(Stored records)
+-------+

Issue #26, opened 2016-10-23
Prevent example dependencies from being vendored along side github.com/gavv/httpexpect


JamesMura:
When you try to install github.com/gavv/httpexpect in a vendor folder most tools with install all the recursive dependencies , even dependencies for packages only used for the examples , hence you get lots of packages in your vendor folder that you don't need to use the tool. Not sure how to get around this on my end , but some projects prefix the example folder with an underscore so that it is ignored by the build tool.

kataras:
Let me fix it

kataras:
Reference: https://github.com/gavv/httpexpect/pull/27 . Thanks!

gavv:
@JamesMura What package manager(s) are you using?

JamesMura:
I am using gb https://getgb.io/

gavv:
I've renamed `example/` to `_examples/`. It should work at least with `gb` and `glade`.

`gb` is now happy with the following dependencies:

```
└── vendor
    └── src
        ├── github.com
        │   ├── ajg
        │   │   └── form
        │   ├── davecgh
        │   │   └── go-spew
        │   ├── fatih
        │   │   └── structs
        │   ├── gavv
        │   │   ├── gojsondiff
        │   │   ├── httpexpect
        │   │   └── monotime
        │   ├── google
        │   │   └── go-querystring
        │   ├── imkira
        │   │   └── go-interpol
        │   ├── klauspost
        │   │   ├── compress
        │   │   ├── cpuid
        │   │   └── crc32
        │   ├── moul
        │   │   └── http2curl
        │   ├── pmezard
        │   │   └── go-difflib
        │   ├── sergi
        │   │   └── go-diff
        │   ├── stretchr
        │   │   └── testify
        │   ├── valyala
        │   │   ├── bytebufferpool
        │   │   └── fasthttp
        │   ├── xeipuuv
        │   │   ├── gojsonpointer
        │   │   ├── gojsonreference
        │   │   └── gojsonschema
        │   ├── yalp
        │   │   └── jsonpath
        │   └── yudai
        │       └── golcs
        └── golang.org
            └── x
                └── net
```

gavv:
Closing this, feel free to reopen.

PR #27, opened 2016-10-23
Fix https://github.com/gavv/httpexpect/issues/26

kataras:
Prevent example dependencies from being vendored along side github.com/gavv/httpexpect

### DIFF
--- a/example/echo.go
+++ b/example/echo.go
@@ -1,3 +1,5 @@
+// +build ignore
+
 package example
 
 import (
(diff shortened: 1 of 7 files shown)


mnemonicflow:
I think it would be a good idea to squash all the commits into a single commit

gavv:
@kataras 

I've renamed `example/` to `_examples/` instead. It should work at least with `gb` and `glade`.

Let me know if there is any case when `build ignore` works better.

kataras:
@gavv Ofcourse,  what ever you think, I just went to solve @JamesMura 's problem

PR #31, opened 2016-12-20
Add Google App Engine Testing Instance support (with RequestFactory interface{})

mattes:
This PR adds support for Google App Engine Testing.

#### Background
Each `*http.Request` needs to be registered with the GAE test instance. Otherwise calls to `appengine.NewContext(*http.Request)` will panic with:

```
appengine: NewContext passed an unknown http.Request
```

#### References
* https://github.com/golang/appengine/blob/master/aetest/instance_vm.go#L60
* https://cloud.google.com/appengine/docs/go/tools/localunittesting/

#### Changes

* Add `GaeTestInstance` to `struct Config`
* If `Config.GaeTestInstance` is specified (not nil), use `GaeTestInstance.NewRequest` to create `*http.Request` that is associated with the GAE test instance.
* Otherwise create plain `*http.Request`.
* In order to keep the correct reference, `struct Request` needs pointer to request.

### DIFF
--- a/README.md
+++ b/README.md
@@ -18,6 +18,7 @@ Workflow:
 * URL query parameters (encoding using [`go-querystring`](https://github.com/google/go-querystring) package).
 * Headers, cookies, payload: JSON,  urlencoded or multipart forms (encoding using [`form`](https://github.com/ajg/form) package), plain text.
 * Create custom [request builders](#reusable-builders) that can be reused.
+* Create requests for Google App Engine testing with `RequestFactory`.
 
 ##### Response assertions
 
--- a/_examples/gae_test.go
+++ b/_examples/gae_test.go
@@ -1,0 +1,67 @@
+package examples
+
+import (
+	"github.com/gavv/httpexpect"
+	"google.golang.org/appengine"
+	"google.golang.org/appengine/aetest"
+	"net/http"
+	"os"
+	"testing"
+)
+
+// init is used by GAE to start serving the app
+// added here for illustration purposes
+// func init() {
+// 	http.Handle("/", Router())
+// }
+
+func Router() http.Handler {
+	m := http.NewServeMux()
+
+	m.HandleFunc("/ping", func(w http.ResponseWriter, r *http.Request) {
+		_ = appengine.NewContext(r)
+		w.Write([]byte("pong"))
+	})
+
+	return m
+}
+
+// GaeInstance is our global dev_appserver instance
+var GaeInstance aetest.Instance
+
+// TestMain is called first to create the GaeInstance
+func TestMain(m *testing.M) {
+
+	// INFO: Remove the return to actually run the tests.
+	// Requires installed Google Appengine SDK.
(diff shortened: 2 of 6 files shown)


mattes:
This works for me so far. `_examples/gae.go` is more like an example usage, not actual tests. Tests would require the Google App Engine Go SDK. 

Leaving this PR here for discussion and feedback. Happy to change things if necessary. Once finalized, I will change the import paths, too.

_examples/gae.go
```diff
@@ -0,0 +1,43 @@
...
+	GaeInstance.Close()
+	os.Exit(c)
+}
+
+func Router() http.Handler {
+	// return your actual handlers
+	return nil
+}
+
+func NewHttpExpect(t *testing.T) *httpexpect.Expect {
```
mattes: I wonder if this could be a "first class" func, like 

```
func NewGae(t *testing.T, r http.Handler, i aetest.Instance) *httpexpect.Expect
```
Thoughts?

gavv:
Hi, thanks for the PR!

I'd prefer to hide request creation behind an interface, say:

```
type RequestFactory interface {
    NewRequest(method, urlStr string, body io.Reader) (*http.Request, error)
}

...

type Config struct {
    ...
    RequestFactory RequestFactory
}
```

and use it in request.go instead of GaeTestInstance.

This interface is compatible with the aetest.Instance, thus the user can just pass the instance as a factory.

If the user didn't specify a factory, the default RequestFactory implementation should be used (say, DefaultRequestFactory) that just calls http.NewRequest.

With this approach, we can also eliminate aetest dependency.

gavv:
Meanwhile, we can still keep aetest dependency in examples.

gavv:
> I wonder if this could be a "first class" func, like 
> [...]
> Thoughts?

We could a more generic wrapper:

```
func WithHandler(t LoggerReporter, r http.Handler, f RequestFactory) *httpexpect.Expect
```

mattes:
Very good thoughts. I will update that.

mattes:
* Changed everything to use a `RequestFactory` interface
* Added tests
* Updated `_examples/gae_test.go` to include fully working example 
* Couldn't decide on the `func WithHandler(t LoggerReporter, r http.Handler, f RequestFactory) *httpexpect.Expect` idea, so left it out for now. Might open a new PR for it in the future. 

I think my work is done here :-)

gavv:
Great.

This PR had two issues:

* the Request struct was not prepared to handle nil http.Request, which is now possible since RequestFactory can fail

* it's not correct to use "path" as an URL in NewRequest, since it may contain `{named}` arguments for go-interpol that will be called later from WithPath

PR is merged and this two issues are fixed as well.

I've also extracted DefaultRequestFactory struct from NewRequest and edited README a bit.

mattes:
Awesome! Thanks for fixing the issues and merging! One of the cleanest code bases I've seen in a while. Keep it up!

+-------+

Exercise: Go through the entries above and copy out every line that includes the word "idea".

Answer:
I think it would be a good idea to squash all the commits into a single commit
* Couldn't decide on the `func WithHandler(t LoggerReporter, r http.Handler, f RequestFactory) *httpexpect.Expect` idea, so left it out for now. Might open a new PR for it in the future. 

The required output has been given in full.